Where in the data below does the word "updated" appear? Copy each line that holds it.

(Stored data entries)
Segment Open

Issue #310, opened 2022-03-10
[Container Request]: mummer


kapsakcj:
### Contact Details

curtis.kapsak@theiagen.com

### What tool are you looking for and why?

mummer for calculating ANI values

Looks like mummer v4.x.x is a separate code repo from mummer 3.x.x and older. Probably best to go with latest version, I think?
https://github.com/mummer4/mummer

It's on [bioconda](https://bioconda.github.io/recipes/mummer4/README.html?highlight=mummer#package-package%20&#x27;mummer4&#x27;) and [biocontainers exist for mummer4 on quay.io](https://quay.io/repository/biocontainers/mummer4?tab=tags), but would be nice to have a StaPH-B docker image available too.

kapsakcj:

Segment Closed
Segment Open

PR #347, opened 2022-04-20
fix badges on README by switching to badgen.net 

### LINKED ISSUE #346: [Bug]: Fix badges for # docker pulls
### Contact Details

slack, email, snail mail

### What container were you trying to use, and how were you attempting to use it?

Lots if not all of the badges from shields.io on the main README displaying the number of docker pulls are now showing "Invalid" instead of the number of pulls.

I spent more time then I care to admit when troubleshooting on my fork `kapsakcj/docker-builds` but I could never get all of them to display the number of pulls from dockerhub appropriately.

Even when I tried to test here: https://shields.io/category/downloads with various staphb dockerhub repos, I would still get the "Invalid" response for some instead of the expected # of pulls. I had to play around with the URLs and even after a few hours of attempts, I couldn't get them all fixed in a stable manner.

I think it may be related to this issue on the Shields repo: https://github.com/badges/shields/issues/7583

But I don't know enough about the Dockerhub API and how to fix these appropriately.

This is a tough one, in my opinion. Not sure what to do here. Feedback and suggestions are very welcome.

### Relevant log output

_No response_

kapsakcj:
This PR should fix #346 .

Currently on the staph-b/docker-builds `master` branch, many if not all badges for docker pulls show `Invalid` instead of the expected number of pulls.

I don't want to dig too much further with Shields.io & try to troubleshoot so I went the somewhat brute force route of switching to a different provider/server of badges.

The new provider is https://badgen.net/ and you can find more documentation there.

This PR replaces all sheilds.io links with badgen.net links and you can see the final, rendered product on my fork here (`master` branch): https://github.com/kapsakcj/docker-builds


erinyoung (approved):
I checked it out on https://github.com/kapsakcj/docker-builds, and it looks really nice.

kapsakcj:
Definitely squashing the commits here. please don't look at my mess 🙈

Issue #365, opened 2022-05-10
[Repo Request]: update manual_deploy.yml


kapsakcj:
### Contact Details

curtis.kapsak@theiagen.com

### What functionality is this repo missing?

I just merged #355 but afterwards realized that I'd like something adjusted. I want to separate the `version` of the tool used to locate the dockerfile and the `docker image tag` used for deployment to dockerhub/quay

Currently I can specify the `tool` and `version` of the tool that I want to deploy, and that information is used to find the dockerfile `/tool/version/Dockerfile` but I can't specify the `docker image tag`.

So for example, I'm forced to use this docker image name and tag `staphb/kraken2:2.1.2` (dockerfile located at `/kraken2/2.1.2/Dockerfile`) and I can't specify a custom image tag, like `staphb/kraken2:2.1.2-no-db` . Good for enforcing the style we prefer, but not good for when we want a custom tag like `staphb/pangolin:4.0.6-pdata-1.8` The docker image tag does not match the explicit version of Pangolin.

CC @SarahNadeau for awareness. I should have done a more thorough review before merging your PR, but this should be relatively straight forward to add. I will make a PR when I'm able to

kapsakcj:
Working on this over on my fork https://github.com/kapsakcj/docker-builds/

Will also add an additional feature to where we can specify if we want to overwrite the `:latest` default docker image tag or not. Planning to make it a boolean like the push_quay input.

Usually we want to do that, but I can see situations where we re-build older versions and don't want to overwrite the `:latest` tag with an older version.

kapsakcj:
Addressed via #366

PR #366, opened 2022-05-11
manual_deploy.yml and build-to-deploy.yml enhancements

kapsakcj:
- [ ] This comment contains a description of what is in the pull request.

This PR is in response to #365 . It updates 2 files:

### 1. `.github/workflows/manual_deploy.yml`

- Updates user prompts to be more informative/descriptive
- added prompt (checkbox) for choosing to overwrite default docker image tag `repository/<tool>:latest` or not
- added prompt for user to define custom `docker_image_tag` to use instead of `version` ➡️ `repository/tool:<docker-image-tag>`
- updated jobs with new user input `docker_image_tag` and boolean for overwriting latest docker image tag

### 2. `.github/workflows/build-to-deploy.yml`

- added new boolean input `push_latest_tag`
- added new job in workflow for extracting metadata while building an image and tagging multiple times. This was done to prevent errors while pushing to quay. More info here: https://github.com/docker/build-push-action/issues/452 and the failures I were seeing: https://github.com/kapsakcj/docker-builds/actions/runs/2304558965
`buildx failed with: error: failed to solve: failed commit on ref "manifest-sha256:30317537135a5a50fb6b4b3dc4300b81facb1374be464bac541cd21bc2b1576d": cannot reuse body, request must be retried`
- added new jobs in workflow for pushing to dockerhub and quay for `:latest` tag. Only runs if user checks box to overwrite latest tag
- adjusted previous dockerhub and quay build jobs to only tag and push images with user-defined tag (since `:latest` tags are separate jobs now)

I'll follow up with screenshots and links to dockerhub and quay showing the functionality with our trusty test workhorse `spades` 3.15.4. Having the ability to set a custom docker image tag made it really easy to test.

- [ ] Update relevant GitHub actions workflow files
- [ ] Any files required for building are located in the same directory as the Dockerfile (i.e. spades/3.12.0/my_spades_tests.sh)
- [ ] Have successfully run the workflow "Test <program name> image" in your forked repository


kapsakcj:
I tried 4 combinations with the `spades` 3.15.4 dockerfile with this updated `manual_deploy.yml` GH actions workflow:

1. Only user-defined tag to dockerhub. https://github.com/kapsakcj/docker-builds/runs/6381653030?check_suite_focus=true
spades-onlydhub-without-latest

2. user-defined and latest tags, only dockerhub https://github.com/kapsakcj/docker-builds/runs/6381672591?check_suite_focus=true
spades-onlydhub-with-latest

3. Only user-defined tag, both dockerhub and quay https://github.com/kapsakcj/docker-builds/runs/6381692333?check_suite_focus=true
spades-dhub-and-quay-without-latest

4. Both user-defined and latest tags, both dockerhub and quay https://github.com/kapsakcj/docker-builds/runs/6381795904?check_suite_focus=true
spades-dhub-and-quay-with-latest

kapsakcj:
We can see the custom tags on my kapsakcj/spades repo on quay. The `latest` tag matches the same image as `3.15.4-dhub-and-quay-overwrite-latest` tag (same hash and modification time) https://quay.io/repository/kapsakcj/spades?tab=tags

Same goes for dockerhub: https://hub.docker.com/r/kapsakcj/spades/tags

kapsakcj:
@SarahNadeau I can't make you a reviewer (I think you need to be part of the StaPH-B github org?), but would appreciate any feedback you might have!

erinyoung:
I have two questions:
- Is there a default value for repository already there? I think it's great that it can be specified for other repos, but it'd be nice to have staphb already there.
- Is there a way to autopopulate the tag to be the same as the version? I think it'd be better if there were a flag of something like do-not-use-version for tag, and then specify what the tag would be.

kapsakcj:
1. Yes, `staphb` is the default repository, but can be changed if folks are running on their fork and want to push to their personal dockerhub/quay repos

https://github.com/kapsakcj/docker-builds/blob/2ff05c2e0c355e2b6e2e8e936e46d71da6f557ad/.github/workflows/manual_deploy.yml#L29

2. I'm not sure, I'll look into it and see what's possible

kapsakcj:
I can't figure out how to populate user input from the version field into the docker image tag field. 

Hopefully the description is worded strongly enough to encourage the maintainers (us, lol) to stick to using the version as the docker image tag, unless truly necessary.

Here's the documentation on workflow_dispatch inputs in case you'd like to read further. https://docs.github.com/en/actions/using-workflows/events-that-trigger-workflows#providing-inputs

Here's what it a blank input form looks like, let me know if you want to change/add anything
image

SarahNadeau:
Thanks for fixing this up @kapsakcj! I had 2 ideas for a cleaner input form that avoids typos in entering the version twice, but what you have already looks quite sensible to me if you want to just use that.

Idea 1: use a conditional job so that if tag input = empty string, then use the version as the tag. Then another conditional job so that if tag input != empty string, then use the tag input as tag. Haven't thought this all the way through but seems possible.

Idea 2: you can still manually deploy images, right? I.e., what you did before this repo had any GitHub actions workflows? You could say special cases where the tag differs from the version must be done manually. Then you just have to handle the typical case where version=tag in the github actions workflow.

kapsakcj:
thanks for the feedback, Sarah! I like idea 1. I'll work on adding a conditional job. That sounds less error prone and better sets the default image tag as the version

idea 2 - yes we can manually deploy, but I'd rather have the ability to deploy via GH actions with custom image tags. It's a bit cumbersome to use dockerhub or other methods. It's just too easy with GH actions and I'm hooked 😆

Segment Closed

REPLY ->
- updated jobs with new user input `docker_image_tag` and boolean for overwriting latest docker image tag
I tried 4 combinations with the `spades` 3.15.4 dockerfile with this updated `manual_deploy.yml` GH actions workflow:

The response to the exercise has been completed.